Wednesday, May 5, 2010

What They Left Behind

As noted in previous posts, used records are sometimes weighed with the personal information of the previous owner. An entire collection of records begins to sketch a picture of its owner, certainly his or her musical taste, from which one can infer a larger idea of the person. I discovered that an estate sale is an even more intense exercise in material biography. I went to my first estate sale held at a residence last weekend. Everything inside the house was for sale. It was a fascinating and unsettling experience. It was fascinating only because the former owners seemed to have led interesting lives and had amassed things that reflected their experiences and aesthetic values.
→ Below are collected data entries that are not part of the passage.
PR #148, opened 2021-02-22
Fix cat.health request and response

stevejgordon:


output/typescript/types.ts
```diff
@@ -1017,7 +1017,7 @@ export type CatFielddataResponse = CatFielddataRecord[]
 
 export interface CatHealthRecord {
   cluster: string
-  epoch: string
+  epoch?: string
```
philkra, line 1020: please use type `EpochMillis`

philkra (changes requested):

output/typescript/types.ts
stevejgordon: Done 😄

stevejgordon:
Just untangling these conflicts!

stevejgordon:
Oh! I see now, @philkra - You stole this one from my assigned APIs and it's already fixed up! 😄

From the ephemera in the den, it was easy to surmise that the former resident was an accountant and a music lover. Accounting books and an old-fashioned calculator sat next to a classic Fisher 400 tube receiver and Garrard turntable. The record collection consisted mainly of classical and ethnic music from around the world. It was obvious the couple loved to travel, as the hallway was adorned with photographs taken in exotic locations. I found in the bedroom a small, framed, black-and-white photo of a woman standing in front of a crude stone building with a crenelated top, which I guess could have been taken in North Africa or the Middle East. I took this home. I also took home a collection of used matchbooks that was a travel log in themselves. The man smoked a pipe, which I did not take home, and had saved the matchbooks he had picked up in restaurants, clubs, and hotels from Portland to Brussels.
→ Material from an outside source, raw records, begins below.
PR #149, opened 2021-02-22
Initial cat nodes columns

stevejgordon:
This is incomplete but adds all possible colums to the `CatNodesRecord` based on https://github.com/elastic/elasticsearch/blob/master/server/src/main/java/org/elasticsearch/rest/action/cat/RestNodesAction.java

Up for discussion is how to handle aliases as some of the tests use different names for the same field:

```
{
    "disk": "226.3gb",
    "dt": "250.9gb",
    "du": "24.6gb",
    "dup": "9.82"
  }
```

and 

```
 {
    "diskAvail": "226.3gb",
    "diskTotal": "250.9gb",
    "diskUsed": "24.6gb",
    "diskUsedPercent": "9.82"
  }
```

`disk` and `diskAvail` and `disk.avail` are used but refer to the same column.


delvedor (commented):
As per discussion, we should track every type alias (as optional).

Mpdreamz:
superseded by #185 which adds `@aliases` on all `_cat` endpoints.

PR #150, opened 2021-02-22
Fix cat.thread_pool Request

philkra:
as titled.


Mpdreamz (approved):
Interesting that `size` takes `boolean` https://www.elastic.co/guide/en/elasticsearch/reference/current/cat-thread-pool.html makes no mention of it. Nice find :)

delvedor (approved):
LGTM

PR #47, opened 2015-07-30
Look for phpunit in standard Composer ./vendor/bin and ./bin directories

codeinabox:
This updates the phpunit runner to look for phpunit in standard Composer ./vendor/bin and ./bin directories


janko-m:
Thanks!

Issue #28, opened 2015-04-25
Defining your own custom strategies


janko-m:
From @rschmukler:

> @janko-m how would someone create a custom strategy for vim-test? Specifically, when using something like Vundle which uses version control to manage plugins (so you don't want to edit the strategies.vim file)? How do we create a custom strategy given that it appears to be using test#strategy#\<name\> namespacing?

jalcine:
This is an compelling idea. I'd like to see if I could rig my CMake plugin to test compatible projects.

janko-m:
Solved by #51.

PR #51, opened 2015-08-08
Add support for custom strategies

zenbro:
First, thanks for this lifechanging plugin. :smiley: 

This is a simple support for custom strategies (#28) via dict and funcref.
Docs and readme are also updated.


janko-m:
Wow, this is so awesome! I was delaying solving this issue for a long time, and you just went ahead and solved it. Thank you! :heart:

Their house revealed that the couple had traveled extensively in Asia and had fallen in love with Asian art, which was found throughout. Although there wasn’t anything in the collection of Asian art and artifacts I cared for, I was moved by the collection itself. I could tell that it was assembled with love.

This estate sale was like the disassembling of a person, the break-up of a coherent entity into disparate incoherent parts. This was the unsettling part of my visit to the estate sale. I guess the most positive way to look at it is the pieces that are disassembled are re-assembled in the lives of others.